The apocalypse may well be nigh, but it’s not the first time and won’t be the last. Nor is this the worst, if looking outside ourselves. Mother Nature would fare just fine shaking off her human infection.

SO MUCH HOT AIR?

Which brings us to Glasgow, where marathon talks last weekend led at last to the COP26 climate agreement. Permit me this sigh. I’m sure all that diplomacy and negotiation felt like bargaining to save the world. It was thus with the Kyoto Protocol in 1997 and the Paris Agreement in 2015, all these grand agreements, all this talk masquerading for action.

Yes, there’s cynicism bleeding through the gilt. Countries that met the Kyoto emissions reduction goals did so by trading carbon credits and other paper slights of hand, were already reducing emissions for quite different reasons, and/or those came as a direct consequence of the global financial crisis.

And all those reductions, on paper and otherwise, were wiped out by China and United States alone. Add to this the sad fact that the European Union defines wood burning as carbon neutral, as in zero emissions, fueling a thriving wood-pellet industry across the American South. This is based on the logic that trees grow back. Uh, huh.

The United States pulled out of the 2015 Paris Agreement under President Donald Trump and still continued reducing emissions about on par with the rest of the developed world (not counting wood burning), in part from coal falling off even as the president tried to prop it up. Natural gas is cleaner, cheaper, a business decision as is increasingly becoming the case with solar.

It’s not that international climate summits are bad things or entirely a waste of fossil fuel. The agreements do have value. It’s just that we’re overlooking the more important work.

A hopeful counter to doubts about these pacts is the Montreal Protocol in 1987. Without fuss, the ozone layer is recovering on track with CFCs being phased out just as vowed.

But the real promise of these gatherings lies in trading information, sharing ideas, building relationships for further brainstorming outside the political posturing and earnest if empty proclamations about the need for this or that, along with yet more brimstone blather concerning our fiery end.

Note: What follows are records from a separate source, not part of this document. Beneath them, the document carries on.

PR #2268, opened 2025-07-03
Disable libxml2 dependency on linux

ryuukk:
I get:

```
$ c3c compile-run ../resources/testfragments/helloworld.c3 
c3c: /usr/lib/libxml2.so.2: no version information available (required by c3c)
c3c: /usr/lib/libxml2.so.2: no version information available (required by c3c)
Program linked to executable 'helloworld'.
Launching ./helloworld
Hello, World!
```

Due to: https://gitlab.archlinux.org/archlinux/packaging/packages/libxml2/-/issues/4

LDC had same issue: https://github.com/ldc-developers/ldc/issues/4921


lerno:
Thanks, looks like it works and it's always great to get rid of dependencies.

PR #2271, opened 2025-07-04
Add null check for thread function pointer

velikoss:
Check thread.thread_fn before calling to prevent null pointer panic.


velikoss:
Closing because the issue wasn't here

PR #2273, opened 2025-07-04
Add WHIRLPOOL hashing to stdlib

NotsoanoNimus:
Dedicating my recent work on a [WHIRLPOOL hashing library](https://github.com/NotsoanoNimus/whirlpool.c3l) to the C3 stdlib.

This is an alternative way to generate a 512-bit hash that has a strong focus on __security__ over speed. Therefore, it should be used in applications like digital signatures rather than latency-sensitive areas like real-time communication.

:exclamation: :exclamation: :exclamation:
A really neat thing about the C3 implementation is that it can successfully hash up to the original WHIRLPOOL's proclaimed 2^256 bits of data, unlike popular implementations such as RHash which can only do 2^64 bits for [“optimization purposes”](https://github.com/rhash/RHash/blob/master/librhash/whirlpool.h#L18).

Additionally, C3's version has HMAC and PBKDF2: very rare to see these so accessible for WHIRLPOOL. :)
:exclamation: :exclamation: :exclamation:

-----
Related unit tests have been run before committing and are passing:
```
--------------------------------- TESTS ----------------------------------
Testing std::hash::whirlpool_test::test_whirlpool_empty ............. [PASS]
Testing std::hash::whirlpool_test::test_whirlpool_expected_outputs .. [PASS]
Testing std::hash::whirlpool_test::test_whirlpool_gigahash_zeroes ... [PASS]
Testing std::hash::whirlpool_test::test_whirlpool_hmac .............. [PASS]
Testing std::hash::whirlpool_test::test_whirlpool_pbkdf2 ............ [PASS]
Testing std::hash::whirlpool_test::test_whirlpool_pbkdf2_2 .......... [PASS]
Testing std::hash::whirlpool_test::test_whirlpool_pbkdf2_3 .......... [PASS]
Testing std::hash::whirlpool_test::test_whirlpool_pbkdf2_4 .......... [PASS]
Testing std::hash::whirlpool_test::test_whirlpool_sweep_block_size .. [PASS]

9 tests run.

Test Result: PASSED: 9 passed, 0 failed, 0 skipped.
```


lib/std/hash/whirlpool/whirlpool.c3
```diff
@@ -0,0 +1,188 @@
...
+fn void Whirlpool.init(&self) @inline => *self = { {}, {}, 0, 0 };
+
+
+fn void Whirlpool.update(&self, char[] data)
+{
+    char remainder = (char)(self.counter_low & 0x3F);   // if not at an even BLOCK_SIZE, how many bytes are over it
+    uint to_pad = BLOCK_SIZE - remainder;   // how many bytes must be filled to get the BLOCK_SIZE
+
+    // Trim the input down to INT64_MAX in length. Anything above that is unrealistic anyways.
+    if (@unlikely(data.len > long.max)) data = data[:long.max];
```
lerno: I don't think the data is over 8 extabyte of data either. But more importantly, you should restrict the yourself to an isz.max I think.

lerno: Since the compiler will assume that isz.max is the largest difference between two pointers.

lerno: But on the positive side you're showing a bug in the compiler 😅

NotsoanoNimus: I could change that but it’s possible that `update` might receive a lot more than 2 or 4 GiB at a time to consume. Is there other way to trim or window the data properly with this limitation? I just want it to be future-proof without needing to window the algorithm any further.

lerno: If you leave it at a long, then we run this on a 32 bit machine that has 32 bit pointers. What will a slice starting from 0 to +2^63 be? It just doesn't work. In practice anything past isz.max is broken. And on 32 bit machines that's 2^31

That's why you shouldn't use `long.max` but `isz.max`

NotsoanoNimus: Ahh I see, makes total sense! I hadn’t considered a 32-bit architecture.

Unfortunately there isn’t a good way to cause a fault here because I still want the HMAC stuff to work without making any extraneous stdlib modifications, and the HMAC module doesn’t do any unwrapping. 

I’ll have to chew on this a bit more perhaps.

NotsoanoNimus: Okay, so I deleted my previous comment because I literally wasn't paying attention thanks in part to holiday festivities and whatnot. I've updated my code to the proper architecture-based reasonable limitation. Thanks again.

lerno:
Do my changes look good?

NotsoanoNimus:
> Do my changes look good?

LGTM @lerno, thanks for the closer look at this submission. It looks a lot more _C3_ than _C_ now, and I learned a couple things!

lerno:
I added it to test that update works when calling it twice. Since all of the other tests were running update only once.

PR #2287, opened 2025-07-10
Add SipHash Family of Keyed PRFs

NotsoanoNimus:
Implementation of the [SipHash family](https://en.wikipedia.org/wiki/SipHash) of pseudorandom functions, complete with accompanying tests.

Predefined modules include:
- `siphash24` - _Performant_ - 64-bit hash from 2 rounds-per-block and 4 finalization rounds.
- `siphash24_128` - Same as above but for 128-bit outputs.
- `siphash48` - _Hardened_ - 64-bit hash from 4 rounds-per-block and 8 finalization rounds.
- `siphash48_128` - Same as above but for 128-bit outputs.

Out-of-the-box usage:
```c
uint128 hash = siphash24_128::hash(input, runtime_key);

for (usz i = 0; i < 4; ++i)
{
    // overloaded '[]' operator sets Bloom filter bits accordingly
    bloom_filter[(hash >> (32 * i)) & 0xFFFF_FFFF];
}
```

Other non-standard variations of SipHash can be used with an `alias` declaration like so:
```
import std::hash::siphash;

alias MySipHashFlavor = SipHash { uint128, 8, 16 };
alias hash = siphash::hash { uint128, 8, 16 };
```

### DIFF
--- a/lib/std/hash/siphash.c3
+++ b/lib/std/hash/siphash.c3
@@ -1,0 +1,176 @@
+// Copyright (c) 2025 Zack Puhl <github@xmit.xyz>. All rights reserved.
+// Use of this source code is governed by the MIT license
+// a copy of which can be found in the LICENSE_STDLIB file.
+//
+// SipHash is a secure pseudorandom function (PRF) which digests a 128-bit key
+//   and a variable-length message to produce a 64- or 128-bit hash value. 
+//
+// SipHash can be employed in numerous useful ways and structures, e.g.:
+//   - Hash Tables
+//   - Message Authentication Codes
+//   - Denial of Service (hash flooding) resistance
+//   - Bloom filters
+//   - Keyed runtime identifier derivation
+//
+// Read more: https://en.wikipedia.org/wiki/SipHash
+//
+module std::hash::siphash { OutType, BLOCK_ROUNDS, FINALIZE_ROUNDS };
+
+
+struct SipHash
+{
+	ulong[4] v;
+	long m;
+	int m_idx;
+	usz len;
+	union
+	{
+		uint128 key;
+		ulong[2] key_64;
+	}
+}
+
+
+<*
+@require OutType.typeid == uint128.typeid || OutType.typeid == ulong.typeid : "Module OutType must be either uint128 or ulong."
+*>
+fn OutType hash(char[] data, uint128 key)
+{
+	SipHash s;
+	s.init(key);
+	s.update(data);
+	return s.final();
+}
+
+<*
+@require OutType.typeid == uint128.typeid || OutType.typeid == ulong.typeid : "Module OutType must be either uint128 or ulong."
+*>
+fn void SipHash.init(&self, uint128 key)
+{
+	self.key = key;
+	self.v = {
+		0x736f6d6570736575 ^ self.key_64[0],
+		0x646f72616e646f6d ^ self.key_64[1],
+		0x6c7967656e657261 ^ self.key_64[0],
+		0x7465646279746573 ^ self.key_64[1],
+	};
+
+	$if OutType.typeid == uint128.typeid :
+		self.v[1] ^= 0xEE;
+	$endif
+}
+
+
+fn void SipHash.update(&self, char[] data)
+{
+	self.len += data.len;
+
+	foreach (byte : data)
+	{
+		self.m |= ((long)byte << (self.m_idx++ << 3));
+
+		if (self.m_idx < 8) continue;
+
+		// This runs every time the m_idx is 8, then it resets to 0.
+		self.v[3] ^= self.m;
+
+		$for var $i = 0; $i < BLOCK_ROUNDS; ++$i :	// unrolled loop
+			self.round();
+		$endfor
+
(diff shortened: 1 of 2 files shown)


lib/std/hash/siphash.c3
```diff
@@ -0,0 +1,176 @@
...
+fn OutType hash(char[] data, uint128 key)
+{
+	SipHash s;
+	s.init(key);
+	s.update(data);
+	return s.final();
+}
+
+<*
+@require OutType.typeid == uint128.typeid || OutType.typeid == ulong.typeid : "Module OutType must be either uint128 or ulong."
```
lerno: Place this above the module declaration itself, it should correctly enforce the contract.

NotsoanoNimus: Wait _what_, generic constraints for modules?! So sick :fire:

Fix pushed.

lib/std/hash/siphash.c3
```diff
@@ -0,0 +1,174 @@
...
+
+		self.m_idx = 0;
+		self.m = 0;
+	}
+}
+
+
+fn OutType SipHash.final(&self)
+{
+	char message_length_mod_256 = (char)(self.len % 0xFF);
```
lerno: This looks like a bug. You probably intended `(self.len & 0xFF)`. But casting to `char` will just give the last bits anyway, so `(char)self.len` is fine. This is implementation defined in C but well defined in C3. It will do a truncation.

lib/std/hash/siphash.c3
```diff
@@ -0,0 +1,174 @@
...
+
+	while (self.m_idx < 7) self.update({0});
```
lerno: A bit obscure perhaps, but this can be written:
```c
if (self.m_idx < 7) self.update((char[7]){}[:7 - self.m_idx]);
```
For a single call to update.

lerno: In fact, we can replace that and the following row with this:
```c
char[8] last = { [7] = message_length_mod_256 };
self.update(last[(self.m_idx < 7 ? self.m_idx : 7)..]);
```

lib/std/hash/siphash.c3
```diff
@@ -0,0 +1,174 @@
...
+	$else
+		self.v[2] ^= 0xFF;
+	$endif
+
+	$for var $i = 0; $i < FINALIZE_ROUNDS; ++$i :	// unrolled loop
+		self.round();
+	$endfor
+
+	$if OutType.typeid == ulong.typeid :
+		return (ulong)(self.v[0] ^ self.v[1] ^ self.v[2] ^ self.v[3]);
```
lerno: Redundant cast, it's already ulong

lib/std/hash/siphash.c3
```diff
@@ -0,0 +1,174 @@
...
+	$else
+		ulong lo = (self.v[0] ^ self.v[1] ^ self.v[2] ^ self.v[3]);
```
lerno: Unnecessary parenthesis

lib/std/hash/siphash.c3
```diff
@@ -0,0 +1,174 @@
...
+
+		self.v[1] ^= 0xDD;
+
+		$for var $i = 0; $i < FINALIZE_ROUNDS; ++$i :	// unrolled loop
+			self.round();
+		$endfor
+
+		ulong hi = (ulong)(self.v[0] ^ self.v[1] ^ self.v[2] ^ self.v[3]);
```
lerno: Unnecessary cast

lib/std/hash/siphash.c3
```diff
@@ -0,0 +1,174 @@
...
+
+		return ((uint128)lo | ((uint128)hi << (uint128)64));
```
lerno: Reduce the need for casts to:
```c
return lo | ((uint128)hi << 64);
```

lib/std/hash/siphash.c3
```diff
@@ -0,0 +1,174 @@
...
+{
+	SipHash s;
+	s.init(key);
+	s.update(data);
+	return s.final();
+}
+
+fn void SipHash.init(&self, uint128 key)
+{
+	self.key = key;
```
lerno: The key seems like it's not actually used after init? If so, then the key init code can be replaced by:
```c
	ulong[2] key_64 = bitcast(key, ulong[2]);
	self.v = {
		0x736f6d6570736575 ^ key_64[0],
		0x646f72616e646f6d ^ key_64[1],
		0x6c7967656e657261 ^ key_64[0],
		0x7465646279746573 ^ key_64[1],
	};
```

lerno:
I posted some suggested improvements above.

NotsoanoNimus:
I incorporated your feedback, and then some. I tend to put a lot of idiosyncrasies around explicit casts and parentheses in my code because I'm paranoid of C's UB and other spooky behaviors, so it'll take a bit for me to be a little more lax with the help of C3.

Thank you for your time reviewing this.

lerno:
Updated the test to use this:
```c
char[64] plaintext = math::iota(char[64]);
```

Yes, the danger is real and the evidence for humans changing the climate grows ever more compelling by the day. It’s clear we’ve been thoroughly rotten stewards.

But we’ve also gotten a lot better in many ways. Around here, we can consider the environment compared to the height of the Gold Rush for starters. The pollution warming the atmosphere is not beyond us to clean up, either.

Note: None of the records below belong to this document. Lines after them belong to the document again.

PR #2290, opened 2025-07-11
Fix json parser

sudison:
Added a few more fixes to pass all the tests in https://github.com/nst/JSONTestSuite/tree/master/test_parsing

### DIFF
--- a/lib/std/encoding/json.c3
+++ b/lib/std/encoding/json.c3
@@ -132,9 +132,12 @@ fn JsonTokenType? lex_number(JsonContext *context, char c) @local
 		if (c == '.')
 		{
 			t.append(c);
-			while (c = read_next(context)!, c.is_digit())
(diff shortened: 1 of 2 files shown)


lerno:
Does this strictness have any practical use?

lerno:
I am tempted to accept this, but only if it's possible to opt out. The reason is that in practice you run into json code generators that are BAD, and you unfortunately need to work around those or write your own JSON parser. So add a "lenient mode" for this, that accepts these (and perhaps even more!) of the *strictly incorrect* json.

Also, I've very sorry being very later to pick this up.

lerno:
Alternatively I could use your code as a basis and create this "lenient mode" myself on top of this.

lerno:
I need some response to this or I will need to close it.

lerno:
Closing it then.

PR #2297, opened 2025-07-12
Implement Ed25519

Airtz:
Implementation of the [Ed25519 Digital Signature Algorithm](https://en.wikipedia.org/wiki/EdDSA#Ed25519).

1 main module : `std::crypto::ed25519`
3 internal submodules : `std::crypto::ed25519::c25519`, `std::crypto::ed25519::f25519` and `std::crypto::ed25519::fbase`

API:
* `alias PrivateKey = char[32]`
* `alias PublicKey = char[PrivateKey.len]`
* `alias Signature = char[2 * PublicKey.len]`
* `fn void public_keygen(char[] private_key)`
* `fn Signature sign(char[] message, char[] private_key, char[] public_key)`
* `fn bool verify(char[] message, char[] signature, char[] public_key)`

Exemple usage :
```c
PrivateKey private_key = x"97b0d0435be3a583df0b77aff277e5fc8f857cae1a827723241bb9bbf7e96018";

PublicKey public_key = ed25519::public_keygen(&private_key);
assert(public_key == x"fd462c5c7044b224f4a6cc0f0e5e16511be881be639b3fbc600f7b5d6da54e2f");

String message = "abcdefghijklmnopqrstuvwxyz0123456789";

Signature signature = ed25519::sign(message, &private_key, &public_key);
assert(signature == x"c03cf7b181583f6353a9434be910a484e1720247a0dc384d601e495294d0202728dda5f31bc62b00158b1588bc2a65f48ccfaa1b1431aff3d8da9271b7de9403");
assert(ed25519::verify(message, &signature, &public_key));

```

### DIFF
--- a/lib/std/crypto/ed25519.c3
+++ b/lib/std/crypto/ed25519.c3
@@ -1,0 +1,135 @@
+/*
+ Ed25519 Digital Signature Algorithm
+*/
+
+module std::crypto::ed25519;
+import std::hash::sha512;
+
+alias PrivateKey = char[32];
+alias PublicKey = char[PrivateKey.len];
+alias Signature = char[2 * PublicKey.len];
+
+<*
+ Generate a public key from a private key.
+
+ @param [in] private_key : "32 bytes of cryptographically secure random data"
+ @require private_key.len == PrivateKey.len
+*>
+fn PublicKey public_keygen(char[] private_key) => c25519::pack(&&c25519::unproject(&&BASE.mul(expand_private_key(private_key)[:fbase::Int.len])));
+
+<*
+ Sign a message.
+
+ @param [in] message
+ @param [in] private_key
+ @param [in] public_key
+ @require private_key.len == PrivateKey.len
+ @require public_key.len == PublicKey.len
+*>
+fn Signature sign(char[] message, char[] private_key, char[] public_key) {
+    Signature r @noinit;
+
+    char[*] exp = expand_private_key(private_key);
+
+    Sha512 sha @noinit;
+    sha.init();
+
+    sha.update(exp[fbase::Int.len..]);
+    sha.update(message);
+
+    fbase::Int k = fbase::from_bytes(&&sha.final());
+
+    r[:f25519::Int.len] = c25519::pack(&&c25519::unproject(&&BASE.mul(k[..])))[..];
+
+    sha.init();
+
+    sha.update(r[:f25519::Int.len]);
+    sha.update(public_key);
+    sha.update(message);
+
+    fbase::Int z = fbase::from_bytes(&&sha.final());
+    fbase::Int e = fbase::from_bytes(exp[:fbase::Int.len]);
+
+    r[f25519::Int.len..] = z.mul(&e).add(&k)[..];
+
+    return r;
+}
+
+<*
+ Verify the signature of a message.
+
+ @param [in] message
+ @param [in] signature
+ @param [in] public_key
+ @require signature.len == Signature.len
+ @require public_key.len == PublicKey.len
+*>
+fn bool verify(char[] message, char[] signature, char[] public_key) {
+    char ok = 1;
+
+    f25519::Int lhs = c25519::pack(&&c25519::unproject(&&BASE.mul(signature[f25519::Int.len..])));
+
+    Unpacking unp_p = c25519::unpack_on_curve((f25519::Int*)public_key);
+    Projection p = c25519::project(&unp_p.point);
+    ok &= unp_p.on_curve;
+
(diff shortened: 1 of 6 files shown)


lerno:
I note that this includes a 256 bit int implementation. Is it possible to perhaps use the BigInt implementation already in std::math?

lib/std/crypto/ed25519/c25519.c3
```diff
@@ -0,0 +1,193 @@
...
+    return {p, f25519::eq(&x2, &_x2)};
+}
+
+// 2*d
+const Int DD = {
+    0x59, 0xf1, 0xb2, 0x26, 0x94, 0x9b, 0xd6, 0xeb,
+    0x56, 0xb1, 0x83, 0x82, 0x9a, 0x14, 0xe0, 0x00,
+    0x30, 0xd1, 0xf3, 0xee, 0xf2, 0x80, 0x8e, 0x19,
+    0xe7, 0xfc, 0xdf, 0x56, 0xdc, 0xd9, 0x06, 0x24
+};
```
lerno: Something like this can use the hex literals:
```c
const Int DD = x"59f1b226949bd6eb"
                "56b183829a14e000"
                "30d1f3eef2808e19"
                "e7fcdf56dcd90624";
```

lib/std/crypto/ed25519.c3
```diff
@@ -0,0 +1,136 @@
...
+ Verify the signature of a message.
+
+ @param [in] message
+ @param [in] signature
+ @param [in] public_key
+ @require signature.len == Signature.len
+ @require public_key.len == PublicKey.len
+*>
+fn bool verify(char[] message, char[] signature, char[] public_key) {
+    char ok = 1;
```
lerno: As a general guide, stick to the coding style in the rest of the standard library (Allman braces, tabs for indentation)

lib/std/crypto/ed25519.c3
```diff
@@ -0,0 +1,136 @@
...
+    sha.init();
+
+    sha.update(r[:f25519::Int.len]);
+    sha.update(public_key);
+    sha.update(message);
+
+    fbase::Int z = fbase::from_bytes(&&sha.final());
+    fbase::Int e = fbase::from_bytes(exp[:fbase::Int.len]);
+
+    r[f25519::Int.len..] = z.mul(&e).add(&k)[..];
```
lerno: Following the general code style, type names are made unique on their own. They are not made unique through module namespacing, so `F25519Int` would be fine, `f25519::Int` would not be. In this case, rather than making it long, make c25519 module part of the std::crypto::ed25519, just with private visibility.

as2te:
> I note that this includes a 256 bit int implementation. Is it possible to perhaps use the BigInt implementation already in std::math?

No, since :
* Not leveraging the fact that you're operating on a prime field (that is, mod 2^255-19) would be much slower.
* BigInt is not constant-time.
* BigInt is limited to 32 bytes and this needs to handle up to 64.

Thank you for the feedback. I'll see to address the style issues.

lerno:
See if you can try to make it self contained in a single file, unless there are more that will share the same implementation.

lib/std/crypto/ed25519.c3
```diff
@@ -125,12 +121,625 @@ const Projection BASE @private = {
...
+	*s = f25519_select(&sub, s, (char)(c >> 15));
+}
+
+<*
+ Constant-time equality comparison. Return is non-zero if true.
+
+ @param [&in] a
+ @param [&in] b
+*>
+fn char eq(F25519Int* a, F25519Int* b)
```
as2te, line 389: This is `std::crypto::safe_compare` but constant-time. Unsure why `safe_compare` use `==` to return a boolean since this operator is most likely not constant-time.

lib/std/crypto/ed25519.c3
```diff
@@ -125,12 +121,625 @@ const Projection BASE @private = {
...
+	return e ^ 1;
+}
+
+<*
+ Constant-time conditonal selection. Result is undefined if condition is neither 0 nor 1.
+
+ @param [&in] zero : "selected if condition is 0"
+ @param [&in] one : "selected if condition is 1"
+*>
+fn F25519Int f25519_select(F25519Int* zero, F25519Int* one, char condition)
```
as2te, line 407: Maybe this should be abstracted in `std::crypto` alongside `safe_compare`.

as2te:
So, operator overloading not working on pointers was indeed a bug 😬 
I assumed it was on purpose to enforce purity and defaulted to method chains. Looks much better now !

lerno:
Thank you!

As for coal being a major sticking point for the COP26 agreement, its time is passing fast regardless.

BIGGER FISH

Climate change might be the defining crisis of our era, but it’s not the scariest.

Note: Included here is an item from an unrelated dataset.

PR #2302, opened 2025-07-15
Add `ConditionVariable.wait_until` and `ConditionVariable.wait_for`

cbuttner:


cbuttner:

Nature knows exactly how to convert carbon gas to solid form, and so do we. It won’t take us 50 more years to figure out how to do this inexpensively and at scale. By then we’ll be well unhooked from fossil fuels in the next great energy advancement already well underway. This isn’t even half a blink in Earth time. It wouldn’t be in 100.

But as these things go with us, a prime tool for solving humanity’s current existential challenge will lead inevitably into the next one. I worry that’s artificial intelligence, whether in the “dumb” specialized forms or the general one that outwits and outperforms us on our own terms.

And where will we fit in if this form of life or whatever evolves beyond us? God may love us, but a higher intelligence would likely be more discerning. What if it came to the reasonable conclusion that the problem here is not so much the carbon, but the people?

I mean, have you looked at a fever chart of the world’s population growth? We’re the pandemic. Cure this and a lot else gets solved, too.